*** Opening of Listed entries ***

PR #10440, opened 2025-01-20
core: clean up etcs braking simulator

Erashin:
Rest of the clean ups commented by @bougue-pe in https://github.com/OpenRailAssociation/osrd/pull/10316


bougue-pe (approved):
Thanks !

eckter (approved):

PR #10442, opened 2025-01-20
front: upgrade node to v23, nivo to v0.88

emersion:
A newer node version [is required][1] to make require() work with
modules. This is necessary for a nivo upgrade, otherwise CI fails
with:

     FAIL  src/modules/rollingStock/components/RollingStockEditor/__tests__/RollingStockEditorForm.spec.ts [ src/modules/rollingStock/components/RollingStockEditor/__tests__/RollingStockEditorForm.spec.ts ]
    Error: require() of ES Module /app/node_modules/d3-interpolate/src/index.js from /app/node_modules/@nivo/core/dist/nivo-core.cjs.js not supported.
    Instead change the require of index.js in /app/node_modules/@nivo/core/dist/nivo-core.cjs.js to a dynamic import() which is available in all CommonJS modules.
     ❯ Object.<anonymous> node_modules/@nivo/core/dist/nivo-core.cjs.js:1:164

[1]: https://github.com/plouc/nivo/issues/2310#issuecomment-2495916321

See also: https://github.com/OpenRailAssociation/osrd/pull/10256

### DIFF
--- a/front/docker/Dockerfile.devel
+++ b/front/docker/Dockerfile.devel
@@ -5,7 +5,7 @@ COPY docker/exec-as.c .
 RUN gcc -std=c99 -static -o /exec-as exec-as.c
 
 
-FROM node:20
+FROM node:23
 
 # Install dependencies
 RUN apt-get update -yqq && \
--- a/front/docker/Dockerfile.nginx
+++ b/front/docker/Dockerfile.nginx
@@ -1,6 +1,6 @@
 ### BUILD STAGE
 
-FROM node:20-bookworm AS build
+FROM node:23-bookworm AS build
 
 WORKDIR /app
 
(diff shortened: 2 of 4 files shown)


Yohh (commented):
you should modify `flake.nix`too:
```nix
 fixedNode = pkgs.nodejs_23;
```

emersion:
> you should modify flake.nix too

Sorry, I can't do that. Updating `flake.nix` isn't enough AFAIU, the lock file also needs to be updated together, and I don't have/want the nix tool installed locally.

This upgrade is just about CI and Docker, and e.g. I continue to use my distro's node package: we don't need everybody to use the same version. Feel free to submit a separate PR to upgrade nix-related stuff.

SharglutDev (approved):
Lgtm, thank you !

PR #9105, opened 2024-09-30
front: nge saving node's positions

sim51:
Related to https://github.com/osrd-project/osrd-confidential/issues/597

What is done : 
- [X] Editoast API
- [X] Sync between OSRD/NGE
- [X] Using a layout algo for node's position
- [X] On load, deduplicate nodes
- [x] Creating new nodes in NGE
- [x] testing import from viriato, basic & opendata
- [x] check the trainrun modification

Close https://github.com/OpenRailAssociation/osrd/issues/9031

PR #10448, opened 2025-01-20
front: fix macro trainruns frequencies

### LINKED ISSUE #10389: nge: frequency feature is broken
### What happened?

Image

It seems we've lost the frequency feature : only 60' is remaining, and even if we set freq from OSRD it is not working

_No response_

1. try change freq in NGE

Recette (SNCF)

Firefox

-

### LINKED ISSUE #10552: nge: stop_for calculation is inverted
### What happened?

When a stop is set, here from minute 26 to 28:

Image

The `stop_for` value is wrong for the first intermediary node (the second being null is fine):

Image

28-26=2, not -2

1. create train schedule and set arrival and departure time from a waypoint

Recette (SNCF)

Firefox

-

louisgreiner:
After https://github.com/OpenRailAssociation/osrd/pull/9105, we've lost the feature the [macro trainrun frequencies](https://github.com/OpenRailAssociation/osrd/pull/8917)

This way of handling macro train frequencies will be revamp during https://github.com/osrd-project/osrd-confidential/issues/779

Closes https://github.com/OpenRailAssociation/osrd/issues/10389
Closes https://github.com/OpenRailAssociation/osrd/issues/10552

### DIFF
--- a/front/src/applications/operationalStudies/components/MacroEditor/osrdToNge.ts
+++ b/front/src/applications/operationalStudies/components/MacroEditor/osrdToNge.ts
@@ -6,123 +6,28 @@ import buildOpSearchQuery from 'modules/operationalPoint/helpers/buildOpSearchQu
 import type { AppDispatch } from 'store';
 import { Duration, addDurationToDate } from 'utils/duration';
 
+import {
+  TRAINRUN_CATEGORY_HALTEZEITEN,
+  NODE_LABEL_GROUP,
+  DEFAULT_TRAINRUN_FREQUENCIES,
+  DEFAULT_TRAINRUN_CATEGORY,
+  DEFAULT_TRAINRUN_FREQUENCY,
+  DEFAULT_TRAINRUN_TIME_CATEGORY,
+  TRAINRUN_LABEL_GROUP,
+  DEFAULT_TIME_LOCK,
+  DEFAULT_DTO,
+} from './consts';
 import MacroEditorState, { type NodeIndexed } from './MacroEditorState';
-import { deleteMacroNodeByDbId, getSavedMacroNodes } from './utils';
+import { deleteMacroNodeByDbId, getSavedMacroNodes, trainrunFrequencyFromLabel } from './utils';
 import {
   type PortDto,
   type TimeLockDto,
   type TrainrunSectionDto,
-  type TrainrunCategory,
-  type TrainrunTimeCategory,
   type TrainrunFrequency,
   type NetzgrafikDto,
-  type LabelGroupDto,
   PortAlignment,
   type LabelDto,
 } from '../NGE/types';
-
-const TRAINRUN_CATEGORY_HALTEZEITEN = {
-  HaltezeitIPV: { haltezeit: 0, no_halt: false },
-  HaltezeitA: { haltezeit: 0, no_halt: false },
-  HaltezeitB: { haltezeit: 0, no_halt: false },
-  HaltezeitC: { haltezeit: 0, no_halt: false },
-  HaltezeitD: { haltezeit: 0, no_halt: false },
-  HaltezeitUncategorized: { haltezeit: 0, no_halt: false },
-};
-
-const TRAINRUN_LABEL_GROUP: LabelGroupDto = {
-  id: 1,
-  name: 'Default',
-  labelRef: 'Trainrun',
-};
-const NODE_LABEL_GROUP: LabelGroupDto = {
-  id: 2,
-  name: 'Node',
-  labelRef: 'Node',
-};
-
-const DEFAULT_TRAINRUN_CATEGORY: TrainrunCategory = {
-  id: 1, // In NGE, Trainrun.DEFAULT_TRAINRUN_CATEGORY
-  order: 0,
-  name: 'Default',
-  shortName: '', // TODO: find a better way to hide this in the graph
-  fachCategory: 'HaltezeitUncategorized',
-  colorRef: 'EC',
-  minimalTurnaroundTime: 0,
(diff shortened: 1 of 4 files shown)


louisgreiner:
Depends on https://github.com/OpenRailAssociation/osrd/pull/10486

front/src/applications/operationalStudies/components/MacroEditor/osrdToNge.ts
```diff
@@ -303,16 +303,39 @@ export const loadAndIndexNge = async (
...
+      if (trainSchedule.labels) {
+        trainSchedule.labels.forEach((label) => {
+          if (!label.match(/^frequency::(?!30$|60$|120$)\d+$/)) {
+            const frequency = parseInt(label.split('::')[1], 10);
+            const trainrunFrequencyFound = DEFAULT_TRAINRUN_FREQUENCIES.find(
+              (freq) => freq.frequency === frequency
+            );
+            if (
+              trainrunFrequencyFound &&
+              (!trainrunFrequency || trainrunFrequencyFound.frequency < trainrunFrequency.frequency)
```
SharglutDev: Probably a lack of nge knowledge but what is the reason to keep the last lower frequency (and not any frequency) ?

front/src/applications/operationalStudies/components/MacroEditor/osrdToNge.ts
```diff
@@ -303,16 +303,39 @@ export const loadAndIndexNge = async (
...
-      labelIds: (trainSchedule.labels || []).map((l) =>
-        labels.findIndex((e) => e.label === l && e.labelGroupId === TRAINRUN_LABEL_GROUP.id)
-      ),
-    }));
+    .map((trainSchedule) => {
+      // NGE trainrun frequency is stored as OSRD labels ('frequency::30' or 'frequency::120')
+      let trainrunFrequency: TrainrunFrequency | undefined;
+      if (trainSchedule.labels) {
+        trainSchedule.labels.forEach((label) => {
+          if (!label.match(/^frequency::(?!30$|60$|120$)\d+$/)) {
```
SharglutDev: nit : since it is used two times, we could maybe extract `/^frequency::(?!30$|60$|120$)\d+$/` in a `const`.

front/src/applications/operationalStudies/components/MacroEditor/osrdToNge.ts
```diff
@@ -303,16 +303,39 @@ export const loadAndIndexNge = async (
...
+        });
+      }
+
+      return {
+        id: trainSchedule.id,
+        name: trainSchedule.train_name,
+        categoryId: DEFAULT_TRAINRUN_CATEGORY.id,
+        frequencyId: trainrunFrequency?.id || DEFAULT_TRAINRUN_FREQUENCY.id,
+        trainrunTimeCategoryId: DEFAULT_TRAINRUN_TIME_CATEGORY.id,
+        labelIds: (trainSchedule.labels || [])
```
SharglutDev: Maybe it could help to know why we want to store other frequencies than 30/60/120 (and why we don't want to keep the other regular labels)

SharglutDev (commented):
Works great just some questions :)

front/src/applications/operationalStudies/components/MacroEditor/osrdToNge.ts
louisgreiner: As a trainrun can have only 1 frequency, we intend to keep the most restrictive one

emersion:
It seems like this feature got lost in https://github.com/OpenRailAssociation/osrd/pull/9105.

I think this PR still creates `frequency::` labels in NGE (without using them in any trainrun)?

louisgreiner:
`frequency::` labels should be shared in NGE if they are not either `frequency::30`, or `frequency::60` or `frequency::120`.

The former feature allowed, for instance, `frequency::10` to be shared in NGE, even tho we don't match this frequency with an actual NGE frequency

@emersion

emersion:
Yeah, what I meant was that I think `frequency::30` and friends show up as a regular label in NGE with this PR.

emersion:
I'm not a huge fan of the RegExp-based label parsing. (BTW, it's also used in `ngeToOsrd`.)

Maybe this can all be consolidated in a single function, used everywhere instead of the RegExp and string checks?

```ts
const frequencyIdFromLabel = (label: string) => {
  if (!label.startsWith('frequency::')) return null;
  const n = parseInt(label.split('::', 2)[1], 10);
  const frequency = DEFAULT_TRAINRUN_FREQUENCIES.find((freq) => freq.frequency === n);
  return frequency?.id ?? null;
};
```

front/src/applications/operationalStudies/components/MacroEditor/osrdToNge.ts
emersion: This `if` matches labels such as `asdf::60`.

louisgreiner: this regex and the use of it was not great indeed, it has been changed

louisgreiner: I decided not to (miss-)use this regex anymore

louisgreiner:
Because I found this bug on the way, i'm also fixing it in a separate commit : https://github.com/OpenRailAssociation/osrd/issues/10552

SharglutDev (approved):
Lgtm and tested, good job :)

Uriel-Sautron (approved):
LGTM, tested.

Uriel-Sautron (approved):
LGTM, tested.

PR #547, opened 2023-03-30
Add support for GCP secret manager

jeevb:
Tested with:
```
from flytekit import Secret, task, workflow


@task(secret_requests=[Secret(group="mainsecret", key="na", group_version="1")])
def secret_task() -> str:
    with open("/etc/flyte/secrets/mainsecret/1") as f:
        return f.read()


@workflow
def wf() -> str:
    x = secret_task()
    return x
```

Screenshot 2023-03-30 at 2 03 25 PM

Note the use of the required `key`, even though the secrets plugin does not use it. @wild-endeavor: we may want to consider making this optional. Flytekit will also need support for including the group version [in the file path](https://github.com/flyteorg/flytekit/blob/6c52297ae65914bec5988e6fbae0a20fa9917599/flytekit/core/context_manager.py#L356) when fetching secrets.

### DIFF
--- a/pkg/webhook/gcp_secret_manager_test.go
+++ b/pkg/webhook/gcp_secret_manager_test.go
@@ -1,0 +1,79 @@
+package webhook
+
+import (
+	"context"
+	"testing"
+
+	"github.com/flyteorg/flytepropeller/pkg/webhook/config"
+
+	"github.com/go-test/deep"
+
+	"github.com/flyteorg/flyteidl/gen/pb-go/flyteidl/core"
+	"github.com/stretchr/testify/assert"
+	corev1 "k8s.io/api/core/v1"
+)
+
+func TestGCPSecretManagerInjector_Inject(t *testing.T) {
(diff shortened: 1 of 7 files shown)


wild-endeavor (approved):

pkg/webhook/gcp_secret_manager_test.go
```diff
@@ -0,0 +1,79 @@
...
+			},
+
+			InitContainers: []corev1.Container{
+				{
+					Name:  "gcp-pull-secret-0",
+					Image: "gcr.io/google.com/cloudsdktool/cloud-sdk:alpine",
+					Command: []string{
+						"sh",
+						"-c",
+						"gcloud secrets versions access 2 --secret=TestSecret --out-file=/etc/flyte/secrets/TestSecret/2 && chmod +rX /etc/flyte/secrets/TestSecret /etc/flyte/secrets/TestSecret/2",
```
wild-endeavor, line 43: maybe lower path?

EngHabu (dismissed):
🥳 awesome! thank you, @jeevb

wild-endeavor (approved):

PR #550, opened 2023-04-06
Instrument ArrayNode

hamersaw:
# TL;DR
Instrumenting support for ArrayNodes to provide a functionally complete map task experience.

## Type
 - [ ] Bug Fix
 - [x] Feature
 - [ ] Plugin

## Are all requirements met?

 - [x] Code completed
 - [x] Smoke tested
 - [x] Unit tests added

## Complete description
^^^

## Tracking Issue
https://github.com/flyteorg/flyte/issues/1131

## Follow-up issue
_NA_


pkg/controller/nodes/array/execution_context.go
```diff
@@ -0,0 +1,48 @@
...
+
+import (
+	"strconv"
+
+	"github.com/flyteorg/flytepropeller/pkg/apis/flyteworkflow/v1alpha1"
+	"github.com/flyteorg/flytepropeller/pkg/controller/executors"
+)
+
+const (
+	FlyteK8sArrayIndexVarName string = "FLYTE_K8S_ARRAY_INDEX"
```
kumare3, line 11: would have loved for this and next to be a shorter string
I infact added the shorter strings in flytekit, but never ended up making changes in propeller. this is to reduce the size of the pod object itself

pkg/controller/nodes/array/execution_context.go
```diff
@@ -0,0 +1,48 @@
+package array
```
kumare3, line 1: how about a comment explaining why we need a special context. As i do not think we have a special context in any other node type?

pkg/controller/nodes/array/handler.go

*** Close of Listed entries ***

Exercise brief
From the records above, copy only the lines starting with the line that holds "(diff shortened: 1 of 4 files shown)" and going on through the line that holds "SharglutDev: Probably a", exactly as written.

Answer to the exercise
(diff shortened: 1 of 4 files shown)


louisgreiner:
Depends on https://github.com/OpenRailAssociation/osrd/pull/10486

front/src/applications/operationalStudies/components/MacroEditor/osrdToNge.ts
```diff
@@ -303,16 +303,39 @@ export const loadAndIndexNge = async (
...
+      if (trainSchedule.labels) {
+        trainSchedule.labels.forEach((label) => {
+          if (!label.match(/^frequency::(?!30$|60$|120$)\d+$/)) {
+            const frequency = parseInt(label.split('::')[1], 10);
+            const trainrunFrequencyFound = DEFAULT_TRAINRUN_FREQUENCIES.find(
+              (freq) => freq.frequency === frequency
+            );
+            if (
+              trainrunFrequencyFound &&
+              (!trainrunFrequency || trainrunFrequencyFound.frequency < trainrunFrequency.frequency)
```
SharglutDev: Probably a lack of nge knowledge but what is the reason to keep the last lower frequency (and not any frequency) ?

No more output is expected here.